Proceedings Article | 4 March 2019
KEYWORDS: Nanocrystals, Luminescence, Particles, Nanomaterials, Spectroscopy, Quantum efficiency, Fluorescence correlation spectroscopy, Semiconductors, Upconversion, Life sciences
Correlating the photoluminescence (PL) properties of nanomaterials like semiconductor nanocrystals (QDs) and lanthanide-based upconversion nanocrystals (UCNPs) at the ensemble and single particle level is increasingly relevant for applications of these nanomaterials in the life sciences like bioimaging studies or their use as reporters in microfluidic assays. Aiming to derive particle architectures well suited for spectroscopic and microscopic applications, we compared the spectroscopic properties of different QDs like II/VI QDs and cadmium-free AIS/ZnS QDs as well as UCNPs of different chemical composition for particle ensembles and single particles.
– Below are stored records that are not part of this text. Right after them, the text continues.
PR #651, opened 2025-07-20
Update the list of examples

teknovizier:
## Description

Update the example list to include all currently available examples.


bro-wi (approved):
Great addition, thanks for adding the missing examples in the overview list! :-)

PR #652, opened 2025-07-20
Update `README.md` with minimum required Python version

teknovizier:
## Description

Mention in `README.md` that Python >=3.12 is required.


bro-wi (approved):
Good improvement, this is more explicit than the icon alone.

PR #691, opened 2025-07-26
657 feature request add light test for faster local test runs

### LINKED ISSUE #657: [✨ Feature request]: Add light-test for faster local test runs
### Description

Currently, there are a couple of tests that take too long to run and that makes running the tests locally cumbersome.

The idea is to add mocked versions of those tests and have a light test command in the Makefile that ignores the slow tests. We still keep the slow tests and will run them by default in the CI/CD and those can be run locally by the current make commands.

### Acceptance Criteria

- [ ] Identify the slow tests
- [ ] add mocked version of slow tests
- [ ] add light-test command to Makefile

### Dependencies

_No response_

### Confirmation

- [x] I have checked that this feature does not already exist in the issue tracker.
- [x] I have read and understood the contribution guidelines.

SZeltaat:
## Description

First of all, >90% of the changes concern uv.lock, so this is a small PR 😅 

In this PR:
- [x] I've added pytest-xdist as a test dependency to run tests in parallel. This has increased speed by ~35% (on my machine 🙄).
- [x] I've also included the parallel execution of the tests in the CI/CD.
- [x] I've marked 4 slow tests as slow and added "make test-light" with these slow tests excluded. 🐌 
- [x] I've improved the performance of the plot (which was included in the slow tests) function by 10x. Slow tests now take between 1 and 3 seconds. 🐇
- [x] I've added mocked version of slow tests so that "make test-light" also tests the slow tests but with `section_properties` mocked.

Fixes #657 

## Type of change

## Checklist:

### DIFF
--- a/blueprints/structural_sections/steel/steel_cross_sections/plotters/general_steel_plotter.py
+++ b/blueprints/structural_sections/steel/steel_cross_sections/plotters/general_steel_plotter.py
@@ -56,12 +56,13 @@ def plot_shapes(
     ax.plot(profile.centroid.x, profile.centroid.y, "o", color="black")
 
     # Add legend text
+    profile_section_properties = profile.section_properties(plastic=False, warping=False)
     legend_text = f"""
     {profile.name}\n
     Area: {profile.area:.1f} mm²
     Weight per meter: {profile.weight_per_meter:.1f} kg/m
-    Moment of inertia about x: {profile.section_properties().ixx_c:.0f} mm⁴
-    Moment of inertia about y: {profile.section_properties().iyy_c:.0f} mm⁴
+    Moment of inertia about x: {profile_section_properties.ixx_c:.0f} mm⁴
+    Moment of inertia about y: {profile_section_properties.iyy_c:.0f} mm⁴
     """
 
     # Add the steel quality if all elements have the same material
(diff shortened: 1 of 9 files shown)


blueprints/structural_sections/steel/steel_cross_sections/plotters/general_steel_plotter.py
```diff
@@ -56,12 +56,13 @@ def plot_shapes(
     ax.plot(profile.centroid.x, profile.centroid.y, "o", color="black")
 
     # Add legend text
+    profile_section_properties = profile.section_properties(plastic=False, warping=False)
```
bro-wi, line 59: Off topic: should we add a cache decorator to section properties? :) maybe we can open a new issue for that.

bro-wi (approved):
Very nice, and good catch on the plotting code. That is very inefficient indeed!

egarciamendez (approved):

blueprints/structural_sections/steel/steel_cross_sections/plotters/general_steel_plotter.py
egarciamendez: Good idea. I think we should.

PR #754, opened 2025-09-16
Polygonbuilder: implement public API

### LINKED ISSUE #746: [Feature✨] CrossSectionBuilder: implement interface

SZeltaat:
## Description

This is the first step into implementing the PolygonBuilder. In this step, I've added the public API.
In the following PR, I will add the logic.

Fixes #746 

## Type of change

## Checklist:

### DIFF
--- a/blueprints/structural_sections/_polygon_builder.py
+++ b/blueprints/structural_sections/_polygon_builder.py
@@ -61,20 +61,13 @@ class PolygonBuilder:
         self._points: NDArray[np.float64] = np.empty((0, 2), dtype=float)
         self._current: NDArray[np.float64] | None = None
 
-    def add_line(self, start: PointLike, length: Length, angle: DEG) -> PolygonBuilder:
-        """Add a straight line segment to the polygon.
-
-        This method sets the starting point of the polygon if it is not already set.
+    def set_starting_point(self, start: PointLike) -> PolygonBuilder:
+        """Set the starting vertex for the polygon being constructed.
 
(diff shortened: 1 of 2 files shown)


egarciamendez:
This methods looks and does almost the same. What can be confusing.
add_arc/append_arc and add_line/append_line

SZeltaat:
I see!

I needed both:
Append: for not repreating the end points and increasing the chance of floating point conflicts
Add: for the case where we want to introduce holes in the section. I haven't add that to the api yet, but That is something we would need for hollow sections.

However, what do you think of the following?

- Maybe we can remove the `add` methods and introduce a `set_starting_point` method. Then we will always use the `append` methods. It is the most Pythonic name after all!
- We then handle the holes in another manner. Maybe even after creating the polygons (which now seems the logical way to go).

egarciamendez:
> I see!
> 
> 
> 
> I needed both:
> 
> Append: for not repreating the end points and increasing the chance of floating point conflicts
> 
> Add: for the case where we want to introduce holes in the section. I haven't add that to the api yet, but That is something we would need for hollow sections.
> 
> 
> 
> However, what do you think of the following?
> 
> 
> 
> - Maybe we can remove the `add` methods and introduce a `set_starting_point` method. Then we will always use the `append` methods. It is the most Pythonic name after all!
> 
> - We then handle the holes in another manner. Maybe even after creating the polygons (which now seems the logical way to go).

Sounds like a good plan 👏

PR #791, opened 2025-10-09
Ec3addformula_Table 5.2 Member subject to bending and compression with test

MichaelOcampo1104:
## Description

Added Table 5.2 Part subject  to bending and compression with test

## Checklist:

- [X] I have added tests that prove my fix is effective or that my feature works
- [-] I have commented my code, particularly in hard-to-understand areas
- [-] I have made corresponding changes to the documentation
- [-] New and existing unit tests pass locally with my changes


GerjanDorgelo:
i kinda like the approach that has been used in this PR. when looking at the table.. its not really a table, its just formatted as is. Basically table 5.1 part 1 is just 3 (series of) equations using c, t, alpha and fy as input variables, one of which is featured in this PR. It would need clarification that it only does the Internal compression parts though, and im not sure where the current equations for alpha and psi come from

MichaelOcampo1104:
@GerjanDorgelo , Yes, the way I approach Table 5.2 Sheet 1/3 is provide it with 3 equation instead of a formal table., this approach can apply similarly for Sheet 2 and 3, as for the alpha and psi , these values are derived from the equilibrium of stress distribution as illustrated in Table 5.2 Sheet1/3

PR #100, opened 2016-10-27
Output TagInfo <script> tag

harry-wood:
For the "[taginfo taglists](https://wiki.openstreetmap.org/wiki/Taginfo/Taglists)" on the wiki. This thing is already in place and working, but so far we've kept a chunk of code on https://wiki.openstreetmap.org/wiki/MediaWiki:Common.js and @joto has been asking wiki admins (like me) to make little tweaks to it. He wanted to host it at his end instead (good idea?)

The approach for having mediawiki spit out a &lt;script> tag is [based on this answer](http://stackoverflow.com/a/26436873/338265). I have tested it. It works. But maybe you can see a better way.

### DIFF
--- a/cookbooks/mediawiki/templates/default/LocalSettings.php.erb
+++ b/cookbooks/mediawiki/templates/default/LocalSettings.php.erb
@@ -327,7 +327,7 @@ $wgReadOnly = "<%= @mediawiki[:site_readonly] %>";
 $wgHooks['BeforePageDisplay'][] ='outputTaginfoScriptTag';
 function outputTaginfoScriptTag( OutputPage &$out, Skin &$skin )
 {
-    $script = '<script type="text/javascript" src="http://taginfo.openstreetmap.org/js/taglists.js"></script>';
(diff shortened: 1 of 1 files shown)


joto:
One thing: Should the link go to https? Or `//taginfo.openstreetmap.org` so it works with both http and https?

harry-wood:
oh yeah. well spotted. Fixed

tomhughes:
Can you not just use `mw.loader.load(<url>)` in the `Common.js` page?

tomhughes:
See https://www.mediawiki.org/wiki/ResourceLoader/Modules#mediaWiki.loader and https://www.mediawiki.org/wiki/ResourceLoader/Legacy_JavaScript for more.

harry-wood:
oh yeah that works. DONE! https://wiki.openstreetmap.org/w/index.php?title=MediaWiki%3ACommon.js&type=revision&diff=1368345&oldid=1342124

PR #102, opened 2016-11-30
Add new blogs.openstreetmap.org site

gravitystorm:
This is the code that @tomhughes wrote, but I've changed upstream so that it generates index.html instead of planet.html. I tested it with test-kitchen and the site generates properly.


gravitystorm:
Could somebody review this PR please?

tomhughes:
I don't think there's any problem with the code (well I probably would say that since I wrote most of it ;-)) it's just there wasn't any reason to merge it until we were ready to use it - as it stands it's just an unused cookbook.

The operational question is which machine we're going to run it on...

gravitystorm:
> it's just there wasn't any reason to merge it until we were ready to use it

Fair enough. I wasn't sure from the silence whether there were problems or not or if you we reconsidering anything.

zerebubuth:
I think there's are good reasons to merge it now, even if it's currently unused:

1. Being merged into master instead of on a branch means the code won't accumulate merge conflicts that we have to fix later. I know the conflicts will exist anyway, and having it on a branch simply delays that work. However, in my experience it often builds up to levels which are onerous, and end up discouraging further progress on the PR.
2. Having lots of open PRs, especially stale ones, splits attention and conversation over many concurrent comment streams. I think it is also widely assumed that it indicates an unmaintained project.

We _plan_ to use this, so it's not unnecessary code - just unused at present. In my opinion, the best option is to merge it and deal with any further changes in a future PR, if any are necessary when we launch it.

PR #106, opened 2016-12-27
Add lldpd support

Firefishy:
Add lldp daemon to get Link Layer Discovery Protocol (LLDP) announcements from switch and send LLDP announcements to switch.

lldpcli show neighbors # show switch port + details
lldpcli show chassis # show details sent to switch


Firefishy:
Slough switches send announcements, including port.

tomhughes:
I'll have a look when I get back home later in the week...

PR #108, opened 2017-01-02
Add totp tilecache token support

Firefishy:


cookbooks/tilecache/recipes/default.rb
```diff
@@ -33,9 +33,14 @@
 package "xz-utils"
 package "openssl"
 
+# oathtool for QoS token
+package "oathtool"
+
 tilecaches = search(:node, "roles:tilecache").sort_by { |n| n[:hostname] }
 tilerenders = search(:node, "roles:tile").sort_by { |n| n[:hostname] }
 
+tilecache_tokens = data_bag_item("tilecache", "tokens")
```
tomhughes: This should be in the web bag I think as the token isn't tilecache specific. If you're ready to go live with this then I'll merge the rails side and do the chef bits to configure the key.

Firefishy: Makes sense.

tomhughes: It's in `data_bag_item("web", "passwords")` as `totp_key` now.

Firefishy:
Merged.

PR #109, opened 2017-01-23
Downloadable munin data

zerebubuth:
Add simple script to dump munin data from RRD to XML and tar it up somewhere downloadable.

Alternatively, it could copy it back to the planet server and serve it from there. I figured it was a niche enough thing that it didn't really need that, but happy to implement if the general consensus is that it should be on planet.

### DIFF
--- a/cookbooks/munin/files/default/rrddump.sh
+++ b/cookbooks/munin/files/default/rrddump.sh
@@ -1,0 +1,17 @@
+#!/bin/bash
+
+RRD_DIR=/var/lib/munin/openstreetmap
+DIR=`mktemp -d`
+NPROCS=8
+
+function cleanup {
+rm -rf "$DIR"
+}
+
+trap cleanup EXIT
+
+cd "$RRD_DIR"
+find -name "*.rrd" -print0 | xargs --null --max-procs=$NPROCS -I {} rrdtool dump {} "$DIR/{}.xml"
+
+cd "$DIR"
+find -name "*.xml" -print0 | tar zcf - --null -T -
--- a/cookbooks/munin/recipes/server.rb
+++ b/cookbooks/munin/recipes/server.rb
@@ -81,7 +81,13 @@ remote_directory "/srv/munin.openstreetmap.org" do
   files_owner "root"
   files_group "root"
   files_mode 0o644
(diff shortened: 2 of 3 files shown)


tomhughes:
I really don't see any reason to do this at all, just because one person wants a stick to beat us with.

zerebubuth:
I've used this data before in the past to make hand-wavy bad-statistical projections of trends. But in many cases it's better than nothing.

We already make all this data public via munin, it's just that no one really wants to write a tool to parse it all back from the images from the munin server. It remains to be seen whether anyone wants to parse the horrible XML that `rrdtool dump` outputs. Even so, I figure if it might be useful then why _not_ make it available?

I'd prefer to consider each request on its merits, and I think this one deserved the time taken to figure out how to extract the data and make it available.

Firefishy:
Would be good to publish the data.

cookbooks/munin/files/default/rrddump.sh
```diff
@@ -0,0 +1,17 @@
+#!/bin/bash
+
+RRD_DIR=/var/lib/munin/openstreetmap
+DIR=`mktemp -d`
+NPROCS=8
```
tomhughes: What's the advantage of this? It doesn't seem like the time taken to do the dump is important and as CPU is the most critical resource on the munin server I'd rather minimise how much the dump uses.

cookbooks/munin/recipes/server.rb
```diff
@@ -95,6 +101,21 @@
...
+  group "root"
+  mode 0o755
+end
+
+template "/etc/cron.d/rrddump" do
+  source "rrddump.cron.erb"
+  owner "root"
+  group "root"
+  mode 0o755
+end
```
tomhughes: We need something to expire old dumps or we will eventually run out of disk space.

cookbooks/munin/files/default/rrddump.sh
tomhughes: I think I might be wrong about this - there was a problem with CPU but that was because munin only really uses one CPU so it was maxed out while all the others just sat there.

Also switching to CGI mode has reduced the amount it needs on each run.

This included the PL spectra, fluorescence quantum yields (ΦF), brightness values, blinking behavior, and PL decay kinetics of these nanomaterials. Special emphasis was focused on measurements of the fluorescence quantum yield (ΦF) and brightness, that determine the signal size and provide a measure for the quality of nanocrystals like QDs and UCNPs which are prone to surface quenching and stabilized with coordinatively bound surface ligands. [1-3] In this respect, the potential of fluorescence correlation spectroscopy (FCS) for relative ΦF measurements of nanoparticles at ultralow concentration was explored exemplarily for ligand-stabilized CdTe nanocrystals in water. [4]
References. (1) Grabolle, M.; Spieles, M.; Lesnyak, V.; Gaponik, N.; Eychmüller, A.; Resch-Genger, U., Anal. Chem 2009, 81, 6285-6294. (2) Würth, C.; Grabolle, M.; Pauli, J.; Spieles, M.; Resch-Genger, U., Nat. Prot. 2013, 8, 1535-1550. (3) Kaiser, M.; Würth, C.; Kraft, M.; Hyppanen, I.;Soukka, T.; Resch-Genger, U., Nanoscale 2017, 9, 10051 - 10058. (4) Abbandonato, G.; Hoffmann, K.; Resch-Genger, U., Nanoscale 2018, 10, 7147-7154.